AFPs, govt square off over pension reform impasse
The future of El Salvador's pension system is in doubt amid a political standoff between President Salvador Sánchez Cerén and pro-industry factions, as both seek a solution to avoid a second "selective default" on its October payment to pension fund managers (AFPs) and find additional funds to pay current retirees.
The Central American nation is facing a dilemma emerging in countries across the region, as retirement systems shift to contribution-based pensions using individual accounts managed by private firms and away from traditional guaranteed-benefit pensions drawing on public funds.
For years, pension fund managers (AFPs) operating in El Salvador have been required to invest 45% of individual contributions in a fund managed at a state bank, which typically offers only a low rate of return (often 2%).

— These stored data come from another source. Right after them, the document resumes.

PR #235, opened 2019-09-19
Fixed sampler bug (update to new upstream Falcon code 2019-09-18).

pornin:
As announced on the pqc-forum mailing-list yesterday, there's a nasty bug (really, two bugs) in the sampler implementation in Falcon, leading to seemingly valid but vulnerable signatures (i.e. the signatures leak information on the private key). This PR includes the necessary fixes. Test vectors have (by necessity) changed, I updated the hashes in the META.yml files.

For details on the bugs, see https://eprint.iacr.org/2019/893 (section 6).

### DIFF
--- a/crypto_sign/falcon-1024/META.yml
+++ b/crypto_sign/falcon-1024/META.yml
@@ -20,4 +20,4 @@ auxiliary-submitters:
   - Zhenfei Zhang
 implementations:
     - name: clean
-      version: round two
+      version: 20190920
--- a/crypto_sign/falcon-1024/META.yml
+++ b/crypto_sign/falcon-1024/META.yml
@@ -4,8 +4,8 @@ claimed-nist-level: 5
 length-public-key: 1793
 length-secret-key: 2305
 length-signature: 1330
-nistkat-sha256: ad3d17869fdc05deae13ffa2ef26bde125b42f61b2dcd861a1ae20adcb2accc5
-testvectors-sha256: bd8076c13722d8c555c68fc6bd7763e1a9dd5483ee7c8d1c74dd2df459c72a40
+nistkat-sha256: ef2104e326221515621638ca03cd99802271bdd9907e2ae5fc7b8d19d696c584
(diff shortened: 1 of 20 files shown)


thomwiggers:
Thanks for the PR.

Ugh, `clang-tidy` can't make up it's mind on `ppc`, probably because it's a somewhat unstable version there (due to how the powerpc container is built from debian-ports).

As I don't really care much about that warning anyway, let's just disable it:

In April, the government defaulted on its payment on that debt and, on July 18, the legislature passed a measure to increase the required investment from 45% to 50% to generate additional funds to cover immediate costs for pension benefits, as funding looks set to run out by September.
Nevertheless, the nation's supreme court issued a ruling July 26 that nullified the measure, leading to the current impasse, as some 175,000 retirees are now unsure of whether they will receive pension benefits starting in September.
The president met August 7 with representatives of Honduran and Colombian AFPs in an effort to find a path forward, according to media reports from Colombia's W Radio and local outlet ElSalvador.com.
"What's in play here is the payment of pensions, the stability of the system and the very existence of the AFP," the president's technical secretary Roberto Lorenzana was quoted as saying by ElSalvador.com hours before the meeting.
In the same report, representatives of the AFPs countered the government's position, saying that the system needs to focus on long-term sustainability rather than a quick fix to immediate funding problems.
The AFPs support a plan introduced in February, termed the Citizens Pensions Initiative (ICP), which they say is the only one on the table with a statistical basis for financial stability.
They also demanded that the government respect the workers' contributions they manage as private property, not a means to paying off pension benefits to retirees under the previous system.
René Novellino, a representative of the two AFPs at the meeting, told ElSalvador.com, "No one can say they have the absolute truth, but we do posit that there has been one initiative that has garnered approval and has passed rigorous revision."
After the meeting Lorenzana conceded that the government has given up its attempt at a "mixed system", but asked that the AFPs concede some points as well to come up with a solution to the immediate fiscal problems the government faces.